### WHAT YOU ARE ASKED TO DO:
Your task is to find every line in the records that holds the string "alpha" and copy it.

——

PR #2254, opened 2023-05-13
update note about custom color scheme rule used for diagnostics

### LINKED ISSUE #2253: Customizing style of diagnostics with tags no longer works in dev builds
**Describe the bug**

This approach:

https://github.com/sublimelsp/LSP/blob/b49da9e81a8e6096509a24e6b98a4d6897f41c05/plugin/session_view.py#L298-L299

no longer works in current ST dev builds due to this "issue":  https://github.com/sublimehq/sublime_text/issues/5942

I don't remember if there is a reason that we are not adding regions if custom color scheme rule is not defined...
Is it just a minor optimization and it would be fine to always do it? @jwortmann ?

rchl:
Fixes #2253

### DIFF
--- a/docs/src/customization.md
+++ b/docs/src/customization.md
@@ -37,7 +37,7 @@ If you want to bind some action to a mouse, open `Preferences / Browser Packages
 | Linux    | `/User/Default (Linux).sublime-mousemap` |
 | Mac      | `/User/Default (OSX).sublime-mousemap` |
 
-Here is an example mouse binding that triggers LSP's "go to symbol definition" command on pressing the <kbd>ctrl</kbd>+<kbd>left click</kbd>:
+Here is an example of mouse binding that triggers LSP's "go to symbol definition" command on pressing the <kbd>ctrl</kbd>+<kbd>left click</kbd>:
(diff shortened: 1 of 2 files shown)


docs/src/customization.md
```diff
@@ -37,7 +37,7 @@ If you want to bind some action to a mouse, open `Preferences / Browser Packages
 | Linux    | `/User/Default (Linux).sublime-mousemap` |
 | Mac      | `/User/Default (OSX).sublime-mousemap` |
 
-Here is an example mouse binding that triggers LSP's "go to symbol definition" command on pressing the <kbd>ctrl</kbd>+<kbd>left click</kbd>:
+Here is an example of mouse binding that triggers LSP's "go to symbol definition" command on pressing the <kbd>ctrl</kbd>+<kbd>left click</kbd>:
```
jwortmann, line 40: English is not my first language, but "example of mouse binding" sounds really weird to me. Shouldn't it be "example of a mouse binding", or alternatively leave it as it was before?

jwortmann (approved):

PR #2256, opened 2023-05-14
Fix package storage path in a docstring description

jwortmann:
The `%AppData%/Sublime Text/Roaming` path from the docstring of the `get_storage_path` function doesn't exist.

Could someone confirm whether the paths on macOS and Linux are correct?

### DIFF
--- a/plugin/core/views.py
+++ b/plugin/core/views.py
@@ -311,7 +311,7 @@ def get_storage_path() -> str:
 
     - on macOS: ~/Library/Application Support/Sublime Text
     - on Windows: %LocalAppData%/Sublime Text
-    - on Linux: $XDG_CONFIG_DIR/sublime-text
+    - on Linux: ~/.cache/sublime-text
     """
     return os.path.abspath(os.path.join(sublime.cache_path(), "..", "Package Storage"))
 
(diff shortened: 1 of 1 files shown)


predragnikolic:
The path on Linux for package Storage is  `~/.cache/sublime-text/Package\ Storage`

plugin/core/views.py
```diff
@@ -310,7 +310,7 @@ def get_storage_path() -> str:
     Its path is '$DATA/Package Storage', where $DATA means:
 
     - on macOS: ~/Library/Application Support/Sublime Text
-    - on Windows: %AppData%/Sublime Text/Roaming
+    - on Windows: %LocalAppData%/Sublime Text
     - on Linux: $XDG_CONFIG_DIR/sublime-text
```
predragnikolic, line 314:
```suggestion
    - on Linux: ~/.cache/sublime-text
```

rchl: When googling for `XDG_CONFIG_DIR` it doesn't seem to exist. There is `XDG_CONFIG_DIRS` and there is XDG_CONFIG_HOME.

Is `XDG_CONFIG_HOME` defined in your distro? I would imagine that `XDG_CONFIG_HOME` is some standard thing that would work in more cases.

predragnikolic: It is not defined on my distro (Ubuntu 22.10)
```
λ  ~  echo $XDG_CONFIG_DIR

λ  ~  echo $XDG_CONFIG_HOME

```

rchl: Actually in my virtual Debian the `XDG_CONFIG_DIRS` seems to be defined but points to `/etc/xdg`.
The `XDG_CACHE_HOME` or `XDG_CONFIG_HOME` are not defined...

Let's just use your suggestion :)

PR #2257, opened 2023-05-14
use class for diagnostic info instead of hardcoding color

### LINKED ISSUE #2255: How can I change the color of this?
I didn't find anything in your documentation to change this part in white, or maybe I am blind?
It's annoying because it's unreadable, I would like to keep the background yellow for the warnings.

unreadable

Here is my mdpopups.css file:
```css
html.dark {
    background-color: #252525;
    color: #9f9f9f;
}

.dark .mdpopups .highlight {
    background-color: #0f0f0f;
}

html.light {
    background-color: #e5e5e5;
    color: #666666;
}

.light .mdpopups .highlight {
    background-color: #fff;
}

html {
    --mdpopups-font-mono: "Operator Mono Book";
}

.errors a,
.warnings a {
    display: block;
    color: #010192;
    margin-top: 0.5rem;
}

.lsp_popup .errors {
    border-width: 0;
    background-color: #fd3434;
    color: #0f0f0f;
    margin-bottom: 0.5rem;
    padding: 0.5rem;
}

.lsp_popup .warnings {
    border-width: 0;
    background-color: #feff60;
    color: #0f0f0f;
    margin-bottom: 0.5rem;
    padding-top: 0.5rem;
}

.lsp_popup .info {
    border-width: 0;
    background-color: #00bfff;
    color: #0f0f0f;
    margin-bottom: 0.5rem;
    padding-top: 0.5rem;
}

.lsp_popup .hints {
    border-width: 0;
    background-color: #f8f8f8;
    color: #0f0f0f;
    margin-bottom: 0.5rem;
    padding-top: 0.5rem;
}


``` 

Add an option to be able to modify this color if possible.

Thank you very much and again for your hard work 🙏.

rchl:
Use `.color-muted` class instead of hardcoding color when showing diagnostic info.

Changed opacity of `.color-muted` from `0.5` to `0.6`. Should still be fine and is more consistent with other places.

Fixes #2255

### DIFF
--- a/plugin/core/views.py
+++ b/plugin/core/views.py
@@ -1008,7 +1008,8 @@ def format_diagnostic_for_html(config: ClientConfig, diagnostic: Diagnostic, bas
     if related_infos:
         info = "<br>".join(_format_diagnostic_related_info(config, info, base_dir) for info in related_infos)
         html += _html_element("pre", info, class_name="related_info", escape=False)
-    return _html_element("pre", html, class_name=DIAGNOSTIC_SEVERITY[diagnostic_severity(diagnostic) - 1][1])
+    severity_class = DIAGNOSTIC_SEVERITY[diagnostic_severity(diagnostic) - 1][1]
+    return _html_element("pre", html, class_name=severity_class, escape=False)
 
 
 def format_code_actions_for_quick_panel(
--- a/plugin/core/views.py
+++ b/plugin/core/views.py
@@ -993,17 +993,14 @@ def format_diagnostic_for_html(config: ClientConfig, diagnostic: Diagnostic, bas
     code = diagnostic.get("code")
     source = diagnostic.get("source")
     if source or code is not None:
-        html += " "
+        meta_info = " "
         if source:
-            html += _html_element("span", source, class_name="color-muted")
+            meta_info += text2html(source)
         if code is not None:
-            html += _html_element("span", "(", class_name="color-muted")
             code_description = diagnostic.get("codeDescription")
-            if code_description:
-                html += make_link(code_description["href"], str(code))
-            else:
-                html += _html_element("span", str(code), class_name="color-muted")
-            html += _html_element("span", ")", class_name="color-muted")
+            meta_info += "({})".format(
+                make_link(code_description["href"], str(code)) if code_description else text2html(str(code)))
+        html += _html_element("span", meta_info, class_name="color-muted", escape=False)
     related_infos = diagnostic.get("relatedInformation")
     if related_infos:
         info = "<br>".join(_format_diagnostic_related_info(config, info, base_dir) for info in related_infos)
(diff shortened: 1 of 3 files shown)


rchl:
Also we had this existing issue where the "related info" did not have a line break before it in the diagnostic panel.

Before:

Screenshot 2023-05-14 at 22 28 34

After:

Screenshot 2023-05-14 at 22 27 27

The HTML in the quick panel preview seems to be more limited so applying styles from `popup.css` wouldn't help there. So added extra `<br>` instead. Hover popup still shows things correctly with extra BR:

Screenshot 2023-05-14 at 22 29 39

predragnikolic (approved):
OK, with this PR, someone will be able to override the styles to their liking


Tested :heavy_check_mark: 

before: 
Screenshot from 2023-05-16 00-00-46

after (I've overridden some CSS classes)
Screenshot from 2023-05-15 23-58-30

jwortmann:
The screenshot don't look right to me, why is there a linebreak before the link (and also before the closing `)` in the second screenshot)? Have you maybe applied a margin/padding to the `.color-muted` class in your custom rules, which could cause this?

I think instead of having the `<span class="color-muted">` tags around each separate token, it would be better to use only a single wrapper tag of this around the whole `Code(CodeDescription)` expression. This would prevent such oddities as seen above.

rchl:
I think the intentions of @predragnikolic were not to achieve something nice looking but just test that overrides work.
We can't prevent people from messing up stuff if they want to.

We could try to have one color-muted wrapper but there is an optional link inside that element so not sure how will it work.

rchl:
It seems to look the same when the link is also within the `.color-muted` class.

Before

Screenshot 2023-05-16 at 08 57 58

After

Screenshot 2023-05-16 at 09 06 36

predragnikolic:
> The screenshot don't look right to me, why is there a linebreak before the link (and also before the closing ) in the second screenshot)?

There was some custom CSS that caused such behavior :)

I still didn't try to make it pretty, but I just tested that it is possible to target the class name.

Screenshot from 2023-05-16 14-06-10


> I think the intentions of @predragnikolic were not to achieve something nice looking but just test that overrides work.

Yes

> We can't prevent people from messing up stuff if they want to.

And yes

plugin/core/views.py
```diff
@@ -980,39 +980,33 @@ def _format_diagnostic_related_info(
...
-            formatted.append(_with_color(str(code), "color(var(--foreground) alpha(0.6))"))
-        formatted.append(_with_color(")", "color(var(--foreground) alpha(0.6))"))
+        meta_info = " "
+        if source:
+            meta_info += text2html(source)
+        if code is not None:
+            code_description = diagnostic.get("codeDescription")
+            meta_info += "({})".format(
+                make_link(code_description["href"], str(code)) if code_description else text2html(str(code)))
+        html += _html_element("span", meta_info, class_name="color-muted", escape=False)
```
predragnikolic, line 1003: Maybe we should keep "color-muted", 
but add a `diagnostic-code-description` class name that people who want to override it can with that class?

```
class_name="diagnostic-code-description color-muted"
```

predragnikolic:
Looks good to me,
@jwortmann, wdyt?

——

### SOLUTION:
-            formatted.append(_with_color(str(code), "color(var(--foreground) alpha(0.6))"))
-        formatted.append(_with_color(")", "color(var(--foreground) alpha(0.6))"))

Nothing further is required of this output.